QUESTION:
At our hospital members of the Professional Practice Evaluation/Peer Review Committee (“PPE/PRC”) also sit on our Medical Executive Committee (“MEC”). If a hearing was generated out of the PPE/PRC, could there be an adverse determination as there was significant prior knowledge of an event by MEC members?
OUR ANSWER FROM HORTYSPRINGER ATTORNEY NICK CALABRESE:
These concerns are spot-on! We strongly recommend that there be as little overlap as possible between the PPE/PRC and the MEC, with the reasons being both practical/operational and legal:
- Hospital and Medical Staff bylaws and policies should be clear that the PPE/PRC has no disciplinary authority – it is a “helping” committee on steroids. This leads to Medical Staff members being more willing to work with the PPE/PRC in a constructive and cooperative way, since it is not cast as MEC disciplinary action.

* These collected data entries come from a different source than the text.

Issue #4894, opened 2026-07-22
💸 Perf - AI for Business Leaders event page - LCP 9.3s, TBT 1,250ms on mobile


joshbermanssw:
## Pain

Mobile Lighthouse 13.4 on https://www.ssw.com.au/events/ai-for-business-leaders (Moto G Power, Slow 4G, 23 Jul 2026) is poor:

| Metric | Value | Score contribution |
|---|---|---|
| First Contentful Paint | 2.8 s | +6 |
| Largest Contentful Paint | **9.3 s** | **+0** |
| Total Blocking Time | **1,250 ms** | **+6** |
| Cumulative Layout Shift | 0.133 | +20 |
| Speed Index | 4.1 s | +8 |

Accessibility is 81. Total page weight 2,867 KiB. Lighthouse also flags: unused JS 1,064 KiB, JS execution 2.9 s, main-thread work 3.9 s, 17 long tasks, forced reflow, inefficient cache lifetimes (246 KiB), legacy JavaScript (41 KiB).

## TL;DR of the root causes

The page itself is simple — 39 blocks of only 6 component types (20 × `spacer`, 8 × `imageTextBlock`, 4 × `cardCarousel`, 2 × `accordionBlock`, 1 × `logoCarousel`, 1 × `breadcrumbs`). The cost is almost entirely framework and shared-component overhead, not content:

1. **1.1 MB of TinaCMS's MDX parser ships in the initial bundle of every page.** From `.next/app-build-manifest.json`, this route's entry is 1.70 MB of JS, and `dd3583a7-*.js` alone is 1,115 KB of it. 65 components import `TinaMarkdown` from `tinacms/dist/rich-text`, whose first line is `import { sanitizeUrl } from "@tinacms/mdx"` — a 1.97 MB package (remark/mdast/slate/acorn) pulled in for one URL sanitiser. This accounts for essentially all of Lighthouse's "unused JavaScript — 1,064 KiB".
2. **The LCP image is lazy-loaded.** `blocks-renderer.tsx` grants `priority` to block 0, which is `breadcrumbs` (no image). The hero is block 2 and gets `loading="lazy"` with no `fetchpriority`. The file is only 78 KB — 9.3 s is entirely "requested late, behind 1.7 MB of JS".
[...]

PR #4911, opened 2026-07-23
🐛 Resolve mobile header appearance server-side to fix CLS

### LINKED ISSUE #4906: 💄 Header - Mobile header flashes flag/Contact for one frame before hiding
Sub-issue of the AI for Business Leaders performance PBI. Highest blast radius of the set — schedule it last.

**Description**

CLS is 0.133 and the cause is already documented in the code. `app/components/header-appearance.tsx` carries this note:

> client context → SSR shows full header for one frame before hiding flag/contact. Upgrade path if the flash matters: set `x-pathname` in middleware.ts and resolve appearance server-side in app/layout.tsx so the header renders correctly at SSR.

The header server-renders with the country flag and the Contact button present. After hydration, `useMobileHeaderAppearance` pushes the page's `appearance` into context and both are removed, reflowing the header and everything below it.

This page sets **both** flags in `content/eventsv2/ai-for-business-leaders.json`:

```json
"appearance": { "hideFlag": true, "hideContactButton": true }
```

so it takes the full shift.

**Proposed solution**

Follow the upgrade path already written in the comment:

1. Set an `x-pathname` header in `middleware.ts`
2. Resolve the page's `appearance` server-side in `app/layout.tsx` and render the header correctly on the first paint
3. Keep the client context as the mechanism for client-side navigations

Because this touches middleware and the root layout, it affects every route — test broadly.

**Acceptance criteria**

1. The header renders in its final form on first paint, with no post-hydration flag/Contact removal
2. CLS on `/events/ai-for-business-leaders` is below 0.1
3. Client-side navigation between a page that hides the flag and one that doesn't still updates the header correctly
4. The homepage, consulting pages and event pages all render the correct header variant
5. No hydration mismatch warnings

isaaclombardssw:
Closes #4906 (parent PBI #4894, item 12).

## Root cause

The header (`MegaMenuWrapper`) renders in the root layout, which has no access to the current page's data. So the per-page decision to hide the mobile country flag / Contact button ran in a client `useEffect` (`useMobileHeaderAppearance`) that pushed the page's `appearance` into React context **after hydration**. The header then removed those elements, reflowing itself and everything below it — CLS 0.133 on `/events/ai-for-business-leaders`, which sets both `hideFlag` and `hideContactButton`.

## Fix

Render the final state server-side and let CSS do the hiding, so the first paint is already correct:

- An opting-out page server-renders a hidden marker (`HeaderAppearanceMarker`) carrying `data-mm-hide-flag` / `data-mm-hide-contact`.
- Unlayered CSS in `styles.css` reads it with `body:has([data-mm-hide-flag]) …` and hides the matching `ssw.megamenu` elements. No header-side JS.
- `MegaMenuWrapper` now always renders the flag/Contact button (it only still hides the phone on `/company/contact-us`, which it already knows at SSR from the pathname).
- The client context/provider/hook are removed — CSS covers both SSR **and** client-side navigation (React swaps the marker in/out with the page).

## Why CSS, not the middleware path the comment documented

`header-appearance.tsx` previously suggested an `x-pathname` middleware header + server-side resolution in the layout. I did **not** take that route: reading `headers()` in the **root** layout opts every route out of static generation, and directly conflicts with `export const dynamic = "force-static"` on the events route — it would break the static build for a heavily-cached marketing site. The CSS approach keeps every route static and adds zero runtime cost.

Trade-off to be aware of: the CSS selectors target `ssw.megamenu@4.13.8` internals (the flag `img[alt$="flag"]`, the mobile divider, the `.gap-2.sm:flex-grow-0` phone-button wrapper). The version is pinned; there's a comment to revisit on upgrade. Cleaner long-term would be a stable `data-*` hook or className prop upstreamed into `ssw.megamenu`.

## Expected impact

CLS on `/events/ai-for-business-leaders` should drop from 0.133 toward ~0 for the header contribution, since the flag/Contact button no longer appear-then-disappear.

## Verified

- `pnpm lint` passes (only the pre-existing, unrelated `z-[2]` tailwind warning).
- Prettier clean on all changed files.
- CSS diff kept minimal (existing lines left untouched).

## Still needs manual verification

- `pnpm build` / typecheck could **not** be run here — Tina codegen requires TinaCloud creds (`clientId`/`token`/`branch`), so the generated client isn't present. Please run a full build in CI/locally with creds.
- Re-run mobile Lighthouse on `/events/ai-for-business-leaders` to confirm **CLS < 0.1**.
- Visually check mobile + desktop headers on: homepage, a consulting page, a normal event page (flag + Contact present), and `/events/ai-for-business-leaders` (both hidden, no post-hydration shift). Confirm client-side nav between a hiding page and a non-hiding page updates the header correctly, and no hydration-mismatch warnings.

### DIFF
--- a/app/(events)/events/[...filename]/eventsv2.tsx
+++ b/app/(events)/events/[...filename]/eventsv2.tsx
@@ -1,5 +1,5 @@
 "use client";
-import { useMobileHeaderAppearance } from "@/app/components/header-appearance";
+import { HeaderAppearanceMarker } from "@/app/components/header-appearance";
 import { Blocks } from "@/components/blocks-renderer";
 import { Container } from "@/components/util/container";
 import { Section } from "@/components/util/section";
@@ -17,9 +17,9 @@ type EventsV2PageProps<T> = {
 const EventsV2Page = memo(
   function EventsV2Page({ tinaProps }: EventsV2PageProps<object>) {
     const { blocks, appearance } = tinaProps.data.eventsv2;
-    useMobileHeaderAppearance(appearance ?? null);
     return (
       <div className="dark flex h-full flex-col">
+        <HeaderAppearanceMarker appearance={appearance} />
         <Section color={"toggleLightMode"}>
           <Container
             size="custom"
--- a/app/components/header-appearance.tsx
+++ b/app/components/header-appearance.tsx
@@ -1,44 +1,27 @@
-"use client";
-import { createContext, useContext, useEffect, useMemo, useState } from "react";
-
 export type MobileHeaderAppearance = {
   hideFlag?: boolean | null;
   hideContactButton?: boolean | null;
 };
-type Ctx = {
-  mobile: MobileHeaderAppearance;
-  setMobile: (v: MobileHeaderAppearance) => void;
-};
-const HeaderAppearanceContext = createContext<Ctx>({
-  mobile: {},
-  setMobile: () => {},
-});
 
-export function HeaderAppearanceProvider({
-  children,
+// The header lives in the root layout and can't see the current page's data, so
+// hiding the mobile flag/Contact button used to happen in a client effect AFTER
+// hydration — reflowing the header and everything below it (CLS). Instead, the page
+// server-renders this hidden marker; CSS in styles.css reads it via `:has()` and hides
+// the elements on first paint, so SSR and hydration match. Client-side navigation swaps
+// the marker in/out with the page, so the header updates without any header-side JS.
+// (Middleware `x-pathname` + server resolution — the other documented fix — was rejected:
+// reading headers() in the root layout breaks the `dynamic = "force-static"` routes.)
+export function HeaderAppearanceMarker({
+  appearance,
 }: {
-  children: React.ReactNode;
+  appearance?: MobileHeaderAppearance | null;
 }) {
-  const [mobile, setMobile] = useState<MobileHeaderAppearance>({});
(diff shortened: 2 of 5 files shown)


isaaclombardssw:
## Measured: CLS on mobile

Staging slot (this branch) vs prod (main), `/events/ai-for-business-leaders`, mobile Lighthouse, median of 3 runs:

| Metric | Before (prod) | After (this PR) | Δ |
|---|---:|---:|---:|
| **CLS** | **0.133** | **0.008** | **-94%** |
| Performance score | 69 | 81 | +12 |
| LCP | 3.7 s | 2.2 s | (see note) |
| TBT | 618 ms | 672 ms | ~noise |

CLS is the clean, attributable win: the header no longer strips the flag/Contact button after hydration, so the content doesn't shift. 0.008 is comfortably under the 0.1 "good" threshold (AC #3). The perf-score bump mostly follows the CLS/LCP change; TBT/LCP swings are partly run-to-run noise and slot-vs-prod variance, so I'm anchoring on CLS.

**Repro:**
```bash
npx lighthouse@12 https://app-sswwebsite-9eb3-pr-4911.azurewebsites.net/events/ai-for-business-leaders \
  --form-factor=mobile --screenEmulation.mobile --only-categories=performance \
  --quiet --chrome-flags="--headless=new" --output=json --output-path=after.json
# baseline: same command against https://www.ssw.com.au/events/ai-for-business-leaders
```
Baseline = prod (main). This branch is a few commits off main, so it isn't a fully isolated single-variable build, but CLS on this page is driven by the header change.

- If the PPE/PRC can’t fix something and it gets referred to the MEC, the MEC should be an independent and unbiased group who can’t be alleged to have pre-decided the matter prior to conducting a fair and formal investigation.
- Having a good line of demarcation between the PPE/PRC and MEC also helps on the reporting side – less risk of having an intervention have to be reported to the State or National Practitioner Data Bank if there is no overlap/confusion as to who is taking the action.